• **About this task**
Below are records; transcribe only the line with "Still likely worth" and those after it, through the last line, without any change.

[Saved entries]
PR #2685, opened 2023-08-09
Fix `getCurrentQuery` to look at active tabs instead of active text editors

shati-patel:
The `getCurrentQuery` method determines the "active" query by checking the VS Code `activeTextEditor`. Due to how VS Code defines text editors, this leads to weird cases where it can consider comment/discussion boxes as the active text editor, instead of the underlying file 😅 E.g. we have a bug in the CodeQL code tour, where we accidentally set this comment as the active editor. 

🔗 See internal linked issue for more details!

image

To avoid this, we can look at the active _editor tab_ instead. This doesn't change the existing behaviour, and fixes the weird comment/discussion box bug. I've tested this in various cases, including running quick eval, quick queries, and just running queries from various places (context menu, file explorer, command palette) 😄 

Note that there are some other places in the code where we use `window.activeTextEditor`. We _could_ change all of those occurrences, but I'm hesitant to overcomplicate things where it's probably not necessary 🙈  

👀 

@dbartol, would you mind giving this a quick look/test? The bug first occured after https://github.com/github/vscode-codeql/commit/0bd0bf1944a42181cb3397f1366134d91dc84536 and the `getCurrentQuery` method is also used in the new debugger [here](https://github.com/github/vscode-codeql/blob/c8ba8d6e1b4d8040d40e02910b73bd562225e8c0/extensions/ql-vscode/src/debugger/debugger-ui.ts#L196). I want to be sure that the "save dirty documents" and debugging stuff all still works as expected too!

## Checklist

I'm not sure this needs a changelog entry, since it doesn't change any behaviour? 🤔 (and the codespace template/code tour is still in beta)


adityasharad:
This likely explains many silent failures I saw while attempting query-running operations in the CodeTour that I could not reliably reproduce or understand!

robertbrignull (approved):
LGTM but I did help to write it

Still likely worth getting a 👍🏼 from @dbartol on the if possible to make sure it will works with the debugging UI

dbartol:
This shouldn't affect query debugging (other than the intended effect, of course). All the "save dirty documents" code just calls `workspace.saveAll()`, without attempting to determine the current editor/tab on its own.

• **Task output**
Still likely worth getting a 👍🏼 from @dbartol on the if possible to make sure it will works with the debugging UI

dbartol:
This shouldn't affect query debugging (other than the intended effect, of course). All the "save dirty documents" code just calls `workspace.saveAll()`, without attempting to determine the current editor/tab on its own.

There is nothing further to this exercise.